Silent Hill 2 - Film: Drehbeginn »trotz Hass-E-Mails« Der zweite Silent Hill Kinofilm soll auch für Nicht-Videospieler verständlich sein. Silent Hill 2 Die Verfilmung der Horror-Spielreihe Silent Hill wird fortgesetzt. Wie der Produzent Don Carmody gegenüber der Website fearnet.com erklärt, laufen derzeit die Vorbereitungen für die Produktion von Silent Hill 2 – trotz Hassbriefen von zahlreichen Fans der Spielvorlage. Carmody nimmt die erbosten Schreiben gelassen: » Ich habe Silent Hill gemacht und jetzt planen wir Silent Hill 2 – und haben dafür jede Menge böse Post bekommen. Das war uns immer bewusst – aber wir können diese Filme nicht nur für Videospieler machen.«

Silent Hill 2 soll deshalb zugänglicher werden. So sollen viele nicht mit dem Spiel vertraute Zuschauer Probleme mit der Handlung des ersten Films gehabt haben. Der zweite Film spielt Jahre später und soll – ähnlich wie in den Spielen – neue Protagonisten in das Horrordorf Silent Hill locken. Für Drehbuch und Regie sind in Silent Hill 2 neue Leute zuständig, der SH1-Autor Roger Avery sitzt wegen einem Autounfall mit Todesfolge im Gefängnis, der Regisseur Christophe Gans hat hingegen kein Interesse an der Fortsetzung.
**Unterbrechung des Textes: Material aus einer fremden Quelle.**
PR #230, opened 2020-03-03
refactor: convert helpers function to getters

krskibin:
# 2020-03-11 update
Due to performance and stability problems, we agreed that our priority is to make our codebase as simple as possible and also keep the highest performance in the mobile application. For this reason, we decided that the returned "Helper functions" from `from` would not be based on the passed to itself argument. Instead of this, each composable will have access to a Helper functions prepared especially for them.

Most common usage:
```js
import useProduct from '@vue-storefront/commercetools';
setup() {
  const { helpers, product } = useProduct();
  return {
    name: helpers.getName(product);
  }
}
```
with two diffrent composables:
```js
import useProduct from '@vue-storefront/commercetools';
import useCart from '@vue-storefront/commercetools';

setup() {
  const { productHelpers: helpers, product } = useProduct();
  const { cartHelpers: helpers, product } = useCart();
  
  return {
    name: helpers.getName(product.value);
    cartProducts: cartHelpers.getProducts(cart.value)
  }
}
```


packages/boilerplate/composables/src/getters/_utils.ts
```diff
@@ -0,0 +1,5 @@
+import {isRef, ref, Ref} from '@vue/composition-api';
+
+export function unwrap<T>(element: Ref<T> | T): Ref<T> {
```
Qrzy: This is rather `wrap` than `unwrap` since it's wrapping element with `Ref` if it's not wrapped already.

packages/boilerplate/composables/src/getters/cartHelpers.ts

Die Dreharbeiten zu Silent Hill 2 sollen in Kürze in Toronto beginnen. Einen Termin für den geplanten Kinostart gibt es bislang nicht.

*Das sind mit die besten Spiele vom Horror-Effekt 
Die Ich je gespielt habe, und dann sowas :angry:
Hier muss man einfach nach der Spielvorlage
gehen oder wie denkt Ihr darüber?

Gruss Gollum*


----------



## General (2 Juli 2010)

Tolles Game und der erste Teil des Films war auch nicht schlecht


----------



## amon amarth (2 Juli 2010)

was´n das für quatsch??? die stimmung in den spielen ist doch einzigartig morbide, kommt kein resident evil ran...(fast).

dann mal abwarten...

SH 1 ist ein sehr guter horror-film, hätten vielleicht mit einem sprecher aus dem off arbeiten sollen, um die dimensionen zu erklären (sirene... etc).

frage mich aber immer noch wie er die FSK 16 bekommen konnte... "hexenverbrennung" & "haut runterreiss´" ist schon deftig!


----------



## Buterfly (5 Juli 2010)

Der erste war ja klasse, bin gespannt auf den zweiten Teil


----------



## Hein666 (5 Juli 2010)

Freue mich auch auf den zweiten Teil!:thumbup:


----------



## Muli (7 Juli 2010)

Kenne die Spiele nicht, aber der erste Teil war wirklich klasse und da ich gerne Horror Filme gucke, hab ich schon einiges gesehen 

Da darf ich also mal gespannt sein


----------



## Punisher (3 Aug. 2010)

Silent Hill hat Kultstatus


----------



## EinsZwo (19 Juli 2013)

War definitiv schwächer als der 1. Film aber trotzdem noch unterhaltsam. (hab den 2. letztens erst geguckt)


----------



## Partock (16 Sep. 2013)

Nachdem der 1. Teil einer der wenigen Videospielverfilmungen war, die mich überzeugen konnte, hat mich der 2. Teil dann doch etwas enttäuscht. 
Teil 1 ist nach wie vor ein guter Film.


----------